This cohort study demonstrates that multimorbidity has a positive association with all-cause mortality. The results from sensitivity analyses were robust. In the LTCs ≥ 2 category, the chronic disease combination that included hypertension, diabetes, CHD, COPD, and stroke had the greatest impact on mortality. In the stratified model by age and sex, absolute all-cause mortality was higher in the age group ≥ 75 years, but the relative magnitude of the effect on mortality risk was greater among those < 75 years.
The higher all-cause mortality risk among participants with 1, 2, and ≥ 3 LTCs found in this study is consistent with previous studies that have focused on older adults[26, 27]. The study of Martinez-Gomez et al. observed significant upward trends with 1 LTC (HR 1.26), 2 LTC (HR 1.78), and ≥ 3 LTC (HR 2.27) than those without LTC. Similarly, Nunes et al. conducted a meta-analysis of 26 studies and observed similar effect sizes. And we also found that LTCs combinations were most strongly associated with all-cause mortality relative to the number of multimorbidity alone, whereas previous studies mainly focused on the role of a single disease in death, such as diabetes. Moreover, the present study found that hypertension was the most frequent occurrence, with presence in 11 of the 16 different combinations, suggesting that there may be a potential link between hypertension and a variety of chronic diseases. However, a large sample of participants aged 40 to 69 years study based on 36 chronic conditions showed that conditions such as hypertension, diabetes, and asthma were at the center of common multimorbidity. These findings suggest there is a need for further research to explore the links between these diseases and their possible interactions, which is of great significance for the guidance and treatment of multimorbidity, and also provides a theoretical basis for the formulation of health management measures and allocation of medical resources for the elderly population to some extent.
A prospective population-based cohort study of England people aged 37 to 73 years shown that participants in the younger age group 37–49 years with ≥ 4 LTCs had the highest relative risk of all-cause mortality. And we found that the association on risk of all-cause mortality with an increasing number of LTCs was particularly evident among younger age groups (< 75 vs ≥ 75 years old), which not only fills in the gap of the age of participants, but also is basically consistent with the trend of previous studies. This study found that female had a higher prevalence of multimorbidity than male, which was consistent with previous findings[29, 30]. However, the observed magnitude of mortality effect size was similar for both female and male. Potential explanations for the phenomenon are that females are generally more sensitized to their health, more likely to report more conditions, and more likely to engage in preventive health behavior. These findings suggest the need for early intervention to manage and prevent chronic diseases and to reduce the prevalence of multiple diseases as much as possible.

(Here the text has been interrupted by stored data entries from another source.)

PR #5202, opened 2023-05-11
chore: change dependencies version

Pcrab:
### npm and yarn

Since hexo-front-matter release v4.1.0, it uses typescript and requires exactly two parameters:

```typescript
declare function parse(str: string, options: yaml.LoadOptions): any;
```

However, in hexo, it calls the `parse` function mostly with only one parameter:
```typescript
import { parse as yfmParse } from 'hexo-front-matter';
Object.assign(data, yfmParse(content));
```

Although in `package.json` its version is defined as `^4.0.0`, npm and yarn will automatically install its latest version v4.1.0, which makes the build fail.

### pnpm

If we use `pnpm`, it will use `moize` v6.1.0, not its latest version v6.1.6, together with `micro-memoiz` v4.1.2.

`micro-memoize` used to contain its `src` folder but was removed in v4.1.0.

In `moize` its type definition contains:

```typescript
import { MicroMemoize } from 'micro-memoize/src/types';
```

which no longer works with the latest `micro-memoiz`. This is fixed in v6.1.6.

## Screenshots

with npm:

image

with pnpm:

image

## Pull request tasks

- [x] Passed the CI test.


Pcrab:
The former one should be fixed in https://github.com/hexojs/hexo-front-matter/pull/67, but since `hexo-front-matter` hasn't released a new version to include this change yet, we should still stick to v4.0.0 here to prevent type error.

tomap (approved):

yoshinorin (approved):
@Pcrab 
Thank you :)
We will release a new version of `hexo-front-matter`.

PR #5209, opened 2023-05-18
chore: improvement hexo.extend

dimaslanjaka:
## What does it do?
- 244be2ff fix(TS2345): Argument of type 'string | Buffer' is not assignable to parameter of type 'string'.
- a5aef69c fix: conditional of data is actually an `object` 
  - chore: add `Pattern` result `boolean` type 
  - ~~**NEED PR** hexojs/hexo-util/pull/311~~
    - ~~**changes** hexojs/hexo-util@9ddb7e2~~
  - ~~**OR** temporarily install my custom `hexo-util`.~~
    - ~~`npm i hexo-util@https://github.com/dimaslanjaka/hexo/raw/1d4d41d/releases/hexo-util.tgz`~~
    - ~~See all improved tarballs https://github.com/dimaslanjaka/hexo/tree/monorepo-v7/releases~~
- ~~b33d7e72 chore: moved interfaces to `renderer-d.ts`~~ already merged on `hexojs/master`
   using ES Export style to easily import between source files 
  - chore(Renderer.register): add overload method types 
  - docs: add JSDoc
- 1ab1d588 feat(Filter.register): add overload method types 
  - fix(lint): eslint --fix
- f2e17aa3 chore(StoreFunction): add explicit this marked as internal hexo function 
  - fix(lint): eslint --fix
- 31ef3141 chore: convert interface `TagFunction` to overload type 
  - chore: convert interface `AsyncTagFunction` to overload type 
  - docs: add some JSDoc 
  - chore(coverage): add prefix `_` to unused variables 
  - feat: add interface `RegisterAsyncOptions` 
  - fix: missing types feat(Tag.register): add overload types and JSDoc
  - sample callback with single parameter https://github.com/hexojs/hexo-tag-embed/blob/0e9467d55a2dd746e97fafe5e1d255fc490e5ea7/lib/tags/vimeo.ts#L9-L20
- 4a61ca54 fix: cast `pattern` as StoreFunction 
  - fix: conditional when `fn` is not function
- 6aee1f3b chore: add missing type param `ctx`
- 1a11ad5e chore: change old type `object` to `Record<string, any>
- cc9518b2 feat: add data type `before_post_render`
- chore(hexo.loadPlugin): make `callback` as optional & add JSDoc
   sample without callback https://github.com/hexojs/hexo/blob/8b95bbc722e5c77a7e8125441ed64d2ea3524ac0/test/scripts/tags/blockquote.js#LL8C16-L8C96
- feat: add context interface `ExtendedTagProperty`
  - chore: cast tag function callback as custom context
  useful for determining which post or page source the tag processor is currently processing from. see sample https://github.com/dimaslanjaka/hexo-shortcodes/blob/8224f992eee8a221db15996823e6d80e84a13ca1/src/include_file.ts#L55-L56

## Demo

- hexo.extend.tag hotfixed for typescript. see https://github.com/dimaslanjaka/hexo-shortcodes

## Pull request tasks

- [ ] Passed the CI test.


lib/extend/renderer.ts
```diff
@@ -80,10 +41,50 @@ class Renderer {
...
   }
 
+  /**
+   * register renderer engine
+   * - [hexo-renderer-nunjucks example](https://github.com/hexojs/hexo-renderer-nunjucks/blob/c71a1979535c47c3949ff6bf3a85691641841e12/lib/renderer.js#L55-L56)
+   * - [typescript example](https://github.com/dimaslanjaka/hexo-renderers/blob/feed801e90920bea8a5e7000b275b912e4ef6c43/src/renderer-sass.ts#L37-L38)
+   * @param name input extension name. ex: ejs
+   * @param output output extension name. ex: html
+   * @param fn renderer function
+   */
```
SukkaW, line 51: Is it possible to reduce/dedupe the comment here?

lib/plugins/filter/before_post_render/index.ts
```diff
@@ -1,4 +1,4 @@
-export = ctx => {
+export = (ctx: import('../../../hexo')) => {
```
SukkaW, line 1:
```suggestion
import type Hexo from '../../../hexo';

export = (ctx: Hexo) => {
```

lib/plugins/filter/template_locals/i18n.ts
```diff
@@ -13,7 +13,13 @@ function i18nLocalsFilter(locals) {
...
     const data = pattern.match(locals.path);
 
-    if (data && data.lang && i18nLanguages.includes(data.lang)) {
+    if (
+      typeof data !== 'undefined'
+      && !Array.isArray(data)
+      && typeof data !== 'boolean'
+      && data.lang
+      && i18nLanguages.includes(data.lang)
+    ) {
```
SukkaW, line 22: This is somewhat over-complicated for a simple type guard. Is it possible to simplify it?

lib/extend/renderer.ts
dimaslanjaka: > Is it possible to reduce/dedupe the comment here?

yes, or should we using shortlink from http://bit.ly to reduce comment length ?

lib/plugins/filter/template_locals/i18n.ts
dimaslanjaka: > This is somewhat over-complicated for a simple type guard. Is it possible to simplify it?

because there has 3 return type (`boolean | RegExpMatchArray | Record<string, unknown>`)
see https://github.com/hexojs/hexo-util/pull/311/commits/e0719fb7386ce5c528caf6811aea53df259a48a8

see boolean return conflict
-    https://github.com/dimaslanjaka/hexo/blob/4ba63bc65d05d231fd1db1053013e2ae71661a70/lib/plugins/processor/common.ts#L29-L32
-    https://github.com/dimaslanjaka/hexo/blob/4ba63bc65d05d231fd1db1053013e2ae71661a70/lib/theme/processors/source.ts#L25-L32

ive tried:
- when only using negate conditional (`!data`), ts throw error `property lang does not exist on Array type`
- when only validate `!Array.isArray(data)`, ts throw error `property lang does not exist on boolean type`

dimaslanjaka: if there is any other suggestion, maybe it can be simplified without breaking (throw) during `npm run build`

dimaslanjaka: or. enable explicit any, down level iterator, and moved all export as ES Export style. might it can used square bracket (`data['page']`) to suppress error validation during `npm run build`

dimaslanjaka: sample supress syntax https://github.com/dimaslanjaka/static-blog-generator/blob/8cf940f1f7141085c42da874417c3d1a0cecf280/packages/sbg-utility/src/utils/scheduler.ts#L127

but these syntax style unsupported by hexo eslint config, it should be automatically fixed (moved to dots property style - `data.page`) on commit.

Studies have shown that the causes of death from multimorbidity can be attributed to 4 major underlying risk factors: smoking, alcohol consumption, underweight, and physical inactivity[11, 33]. While previous studies found that smoking was a risk factor for all-cause mortality, our results found no statistically significant difference, which is possibly explained by the quitter bias (people may stop smoking because they are in poor health and may be advised not to continue). The results of the risk study on alcohol consumption were basically consistent with the results of Ortolá et al., which showed that there was no statistically significant difference in mortality between light-to-moderate alcohol consumption and no alcohol consumption among people over 60 years old. As well, we found the greater all-cause mortality risk among persons with underweight (BMI < 18.5 kg/m2) in this study, which agreed with previous studies[21, 35, 36]. In addition, this study suggests that physical activity is associated with a lower mortality risk, and the underlying mechanism behind this finding may be that physical activity delays disease progression by preventing many chronic diseases, including diabetes, cardiovascular and respiratory diseases, and some types of cancer. Therefore, once any of these chronic conditions is diagnosed, physical activity is often incorporated into treatment plans to improve quality of life and survival[26, 37, 38].
Our study has several strengths. First, the determination of chronic diseases was relatively accurate and comprehensive, including the self-reported condition of participants and the diagnosis made by the physician based on the professional comprehensive examination. Second, our study was also novel in that we explored combinations of multimorbidity that were associated with the highest risk of death. In addition, it is more convincing to assess the relationship between multimorbidity and all-cause mortality based on a large sample size. Finally, the main results remained robust after conducting sensitivity analyses. However, the study has some limitations. Since we included only seven chronic diseases registered at baseline, some other diseases associated with older people such as hyperlipidemia and arthritis could not be taken into account, which may underestimate the prevalence of many diseases in this study, and there was no way to estimate the severity of conditions as well. Another restriction is that our participants were people over 65 years, which should caution generalizing our findings to younger age groups. In addition, although we adjusted for various covariates, there is still a possibility of residual confounding, such as diet factors. Last, recall bias is unavoidable in self-reported information.